▶ Your task
The number of lines containing the word "closer" is all you should give; count them in the records below.

▶ Items listed in a dataset

○ ○ ○

Issue #261, opened 2019-11-21
Use closest Apache mirror as default download source


janhoy:
Today we default to archive.apache.org for pulling Solr tarball, with the option of specifying a `SOLR_DOWNLOAD_SERVER` var.

However the default should be to resolve closest mirror using `closer.lua` and if package not found there, fallback to `www.apache.org/dist` and if not found there fallback to archive.

See https://hub.docker.com/r/harisekhon/hbase/dockerfile for an example from Hbase.

makuk66:
> Today we default to archive.apache.org for pulling Solr tarball, with the option of specifying a SOLR_DOWNLOAD_SERVER var.

That choice was made because we hit various transient and non-transient failures with mirrors, with some mirrors missing new releases that had not yet arrived, or older releases that they chose not to host. This caused lots of failed builds, wasted time, frustration and delayed releases. Archive consistently worked, so that's what I used. Because it is mainly used by docker hub at build time, not by users at run time, it should not provide a heavy load on archive, though I have no metrics to know.

I can't escape the feeling that this day and age you should just use a CDN, host all versions, have a single URL for each version that is served by the CDN's local edge location, rather than force users having to deal with this.

> However the default should be to resolve closest mirror using closer.lua and if package not found there, fallback to www.apache.org/dist and if not found there fallback to archive.

For backwards compatibility the SOLR_DOWNLOAD_SERVER should continue to work if set.

I may have some time to have a shot at this.

PR #262, opened 2019-11-21
Use the closest Apache mirror

makuk66:
Use the closest Apache mirror

Fixes https://github.com/docker-solr/docker-solr/issues/261


janhoy:
This looks ok. A benefit besides playing nice with Apache owned bandwidth is that users building the image will get faster build times with a closer mirror. This is the CDN of the 90's :-) and univerities and others donate their own storage and bandwidth to the ASF for free thus indirectly sponsoring the CDN.

Fun fact: Apache OpenOffice has so massive download numbers that they continue to host their artifacts with SourceForge since they were afraid to overload ASF servers and mirror network :-)

makuk66:
Merged https://github.com/docker-solr/docker-solr/commit/70384cb4394d1bcc82f53dd14f2593f4b574df3f

PR #268, opened 2019-12-06
Add vagrantfile

makuk66:


vagrant/README.md
```diff
@@ -0,0 +1,12 @@
+This directory contains a [Vagrantfile](Vagrantfile) for building docker-solr.
+
+Pre-requisites: [VirtualBox](https://www.virtualbox.org/wiki/Downloads) and [Vagrant](https://www.vagrantup.com/downloads.html).
+
+```bash
+vagrant up
+vagrant ssh -c "git clone git@github.com:docker-solr/docker-solr.git && \
+  cd docker-solr && \
+  ./tools/update.sh &
```
janhoy: Typo? Should be && \

vagrant/README.md
```diff
@@ -0,0 +1,12 @@
+This directory contains a [Vagrantfile](Vagrantfile) for building docker-solr.
+
+Pre-requisites: [VirtualBox](https://www.virtualbox.org/wiki/Downloads) and [Vagrant](https://www.vagrantup.com/downloads.html).
```
janhoy: Note: Latest version of vagrant does not support latest version of virtualbox, i.e. vagrant 2.2.6 needs virtualbox 6.0

vagrant/README.md
```diff
@@ -0,0 +1,12 @@
...
+
+```bash
+vagrant up
+vagrant ssh -c "git clone git@github.com:docker-solr/docker-solr.git && \
```
janhoy: Could not get the git clone to work with ssh, changed to https://github.com/docker-solr/docker-solr.git and it worked

vagrant/README.md
makuk66: Thanks, Fixed

vagrant/README.md
makuk66: Workarounds are described on [Oracle's blog](https://blogs.oracle.com/scoter/getting-vagrant-226-working-with-virtualbox-61-ga). Others are running into this issue too, see eg [this discussion](https://github.com/oracle/vagrant-boxes/issues/178). It has been filed upstream on https://github.com/hashicorp/vagrant/issues/11249, where it will be fixed in the next release. The maintainer [commented here](https://github.com/hashicorp/vagrant/issues/11249#issuecomment-565214999) which I interpret to be soon'ish. So I don't think we need to specifically add this to the README.

vagrant/README.md
makuk66: I personally prefer the [ssh URLs](https://help.github.com/en/github/authenticating-to-github/connecting-to-github-with-ssh) for repos I have write access to, and I have my git configured such that this works. But, [github recommends https](https://help.github.com/en/github/using-git/which-remote-url-should-i-use), afaict mainly because it works more widely. I'm happy to change it to that.

janhoy: Yes, unless we document prerequisites for the ssh method to work. Are we going to push changes to the repo from within vagrant?

makuk66: I won't be using vagrant myself, but for those who do, presumably yes. If you git push that with a https URL you get prompted for credentials, so that will work too.

janhoy:
I am experimenting with a top-level `Vagrantfile` which mounts up CWD as `/vagrant` in the vm, and thus updates the host file system instead of the guest file system. Doing it this way you can use `vagrant ssh ...` in-place for commands you don't have locally on your OS.

janhoy:
> I am experimenting with a top-level `Vagrantfile`

So after #271 I have abandoned the idea of a top-level Vagrantfile. It could have been a good idea on macOS, but for Windows, it makes more sense to run all commands inside the VM. I'm not on Windows so I won't have time to pursue this.

I encourage you to merge #271 first and then add the docs from this PR into a new "Windows" section in update.md. Then merge this PR with a big disclaimer that it needs more testing.

janhoy:
I added a proposed fix to update.md to resolve the conflict

vagrant/Vagrantfile
```diff
@@ -0,0 +1,16 @@
+Vagrant.configure("2") do |config|
+  config.vm.box = "ubuntu/bionic64"
+  config.vm.provider "virtualbox" do |v|
+    v.memory = 2048
+    v.cpus = 2
+  end
+ config.vm.provision "shell", inline: <<-SHELL
+   apt-get update
+   apt-get -y install lsof procps curl wget gpg gawk shellcheck vim less git
```
janhoy: Need to add parallel as new dependency here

○ ○ ○

▶ Reply to the task
3